++++ Material for this exercise ++++

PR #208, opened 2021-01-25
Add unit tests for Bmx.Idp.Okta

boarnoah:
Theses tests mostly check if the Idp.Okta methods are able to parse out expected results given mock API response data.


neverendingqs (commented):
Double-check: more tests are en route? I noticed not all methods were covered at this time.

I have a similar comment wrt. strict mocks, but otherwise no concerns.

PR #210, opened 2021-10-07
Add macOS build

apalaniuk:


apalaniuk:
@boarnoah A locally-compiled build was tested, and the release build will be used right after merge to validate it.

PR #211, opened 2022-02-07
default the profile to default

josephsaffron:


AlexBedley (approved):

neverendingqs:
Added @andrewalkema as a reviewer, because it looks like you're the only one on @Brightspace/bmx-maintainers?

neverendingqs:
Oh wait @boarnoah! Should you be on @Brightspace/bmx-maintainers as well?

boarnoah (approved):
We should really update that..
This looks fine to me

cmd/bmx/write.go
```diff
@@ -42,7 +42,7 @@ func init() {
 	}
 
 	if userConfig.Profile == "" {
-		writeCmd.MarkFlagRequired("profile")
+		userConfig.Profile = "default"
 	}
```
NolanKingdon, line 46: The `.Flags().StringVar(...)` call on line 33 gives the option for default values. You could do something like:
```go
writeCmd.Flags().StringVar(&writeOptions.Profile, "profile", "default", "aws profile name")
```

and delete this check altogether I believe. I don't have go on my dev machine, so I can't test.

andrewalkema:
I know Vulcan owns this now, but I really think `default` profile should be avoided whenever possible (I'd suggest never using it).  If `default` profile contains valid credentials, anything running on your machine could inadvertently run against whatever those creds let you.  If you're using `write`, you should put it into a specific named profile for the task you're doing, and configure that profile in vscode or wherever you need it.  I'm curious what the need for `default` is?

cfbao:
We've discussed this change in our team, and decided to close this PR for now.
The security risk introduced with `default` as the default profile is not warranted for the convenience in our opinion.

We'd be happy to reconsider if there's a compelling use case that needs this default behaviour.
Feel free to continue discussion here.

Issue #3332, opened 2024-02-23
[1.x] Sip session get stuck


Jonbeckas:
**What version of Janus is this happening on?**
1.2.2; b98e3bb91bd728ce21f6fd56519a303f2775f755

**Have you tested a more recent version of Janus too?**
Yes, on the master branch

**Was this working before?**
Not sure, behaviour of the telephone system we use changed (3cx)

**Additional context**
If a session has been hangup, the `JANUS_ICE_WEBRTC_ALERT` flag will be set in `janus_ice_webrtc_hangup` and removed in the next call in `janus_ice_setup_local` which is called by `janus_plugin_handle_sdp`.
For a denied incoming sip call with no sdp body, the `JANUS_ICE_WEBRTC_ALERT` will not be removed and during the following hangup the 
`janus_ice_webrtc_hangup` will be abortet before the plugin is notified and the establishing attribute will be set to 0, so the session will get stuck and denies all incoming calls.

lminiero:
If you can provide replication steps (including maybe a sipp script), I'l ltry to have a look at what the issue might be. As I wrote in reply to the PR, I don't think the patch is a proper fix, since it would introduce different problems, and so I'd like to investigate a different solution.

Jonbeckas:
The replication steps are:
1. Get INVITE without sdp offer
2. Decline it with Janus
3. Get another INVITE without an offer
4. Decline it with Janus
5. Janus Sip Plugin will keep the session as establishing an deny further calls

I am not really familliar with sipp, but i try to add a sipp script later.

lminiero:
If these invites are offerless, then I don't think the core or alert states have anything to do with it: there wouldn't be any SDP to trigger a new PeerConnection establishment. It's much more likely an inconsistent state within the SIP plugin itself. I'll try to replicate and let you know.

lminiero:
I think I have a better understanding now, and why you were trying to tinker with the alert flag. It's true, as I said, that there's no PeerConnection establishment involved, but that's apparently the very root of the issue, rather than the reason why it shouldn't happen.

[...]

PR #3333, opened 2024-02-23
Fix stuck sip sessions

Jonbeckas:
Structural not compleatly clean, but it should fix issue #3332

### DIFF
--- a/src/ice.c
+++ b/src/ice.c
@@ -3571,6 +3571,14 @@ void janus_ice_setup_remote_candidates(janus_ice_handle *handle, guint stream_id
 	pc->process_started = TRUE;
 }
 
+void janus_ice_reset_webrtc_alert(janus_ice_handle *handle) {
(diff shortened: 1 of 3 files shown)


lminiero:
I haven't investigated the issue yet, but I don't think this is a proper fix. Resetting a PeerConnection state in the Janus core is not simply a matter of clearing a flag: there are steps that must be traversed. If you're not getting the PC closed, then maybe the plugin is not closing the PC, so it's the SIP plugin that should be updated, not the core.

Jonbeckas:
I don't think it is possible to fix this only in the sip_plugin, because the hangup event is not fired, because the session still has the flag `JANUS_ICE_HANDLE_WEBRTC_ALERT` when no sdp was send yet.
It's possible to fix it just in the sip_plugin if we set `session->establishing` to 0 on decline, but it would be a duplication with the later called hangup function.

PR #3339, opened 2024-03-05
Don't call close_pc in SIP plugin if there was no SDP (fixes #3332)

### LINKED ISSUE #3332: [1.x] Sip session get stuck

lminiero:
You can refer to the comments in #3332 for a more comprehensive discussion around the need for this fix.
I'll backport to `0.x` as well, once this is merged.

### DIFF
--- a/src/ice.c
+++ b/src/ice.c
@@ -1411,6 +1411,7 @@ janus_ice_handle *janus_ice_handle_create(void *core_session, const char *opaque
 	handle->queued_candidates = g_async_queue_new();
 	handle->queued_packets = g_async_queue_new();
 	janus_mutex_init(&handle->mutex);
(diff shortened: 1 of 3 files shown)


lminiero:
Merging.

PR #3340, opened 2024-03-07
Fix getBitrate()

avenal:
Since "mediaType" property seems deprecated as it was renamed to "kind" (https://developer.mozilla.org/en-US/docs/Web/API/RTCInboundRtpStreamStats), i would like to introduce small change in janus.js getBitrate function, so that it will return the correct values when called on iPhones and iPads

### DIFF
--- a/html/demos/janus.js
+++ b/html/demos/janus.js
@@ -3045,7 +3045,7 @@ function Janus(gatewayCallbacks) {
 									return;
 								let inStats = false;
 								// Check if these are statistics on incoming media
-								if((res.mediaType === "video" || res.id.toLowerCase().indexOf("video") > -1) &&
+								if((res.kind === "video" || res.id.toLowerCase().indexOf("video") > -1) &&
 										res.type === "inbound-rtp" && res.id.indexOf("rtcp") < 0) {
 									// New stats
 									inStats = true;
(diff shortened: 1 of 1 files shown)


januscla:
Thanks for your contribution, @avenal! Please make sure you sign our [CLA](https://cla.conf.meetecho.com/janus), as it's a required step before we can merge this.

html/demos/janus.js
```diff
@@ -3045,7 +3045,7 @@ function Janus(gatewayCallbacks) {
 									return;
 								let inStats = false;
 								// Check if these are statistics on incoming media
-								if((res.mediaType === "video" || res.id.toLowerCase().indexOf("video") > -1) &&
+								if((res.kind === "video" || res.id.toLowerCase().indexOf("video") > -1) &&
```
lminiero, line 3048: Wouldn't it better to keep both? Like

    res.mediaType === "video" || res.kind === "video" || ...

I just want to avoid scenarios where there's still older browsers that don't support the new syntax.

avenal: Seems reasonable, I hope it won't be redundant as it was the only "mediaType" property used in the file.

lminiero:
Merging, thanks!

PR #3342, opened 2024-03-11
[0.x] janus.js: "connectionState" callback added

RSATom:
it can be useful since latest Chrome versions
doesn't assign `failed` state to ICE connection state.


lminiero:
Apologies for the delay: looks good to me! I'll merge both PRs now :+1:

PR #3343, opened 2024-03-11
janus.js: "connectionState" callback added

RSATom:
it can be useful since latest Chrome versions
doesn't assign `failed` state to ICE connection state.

++++

Brief - Find and copy each line of the listing above that holds the word "calls".

Result for this task -
`janus_ice_webrtc_hangup` will be abortet before the plugin is notified and the establishing attribute will be set to 0, so the session will get stuck and denies all incoming calls.
5. Janus Sip Plugin will keep the session as establishing an deny further calls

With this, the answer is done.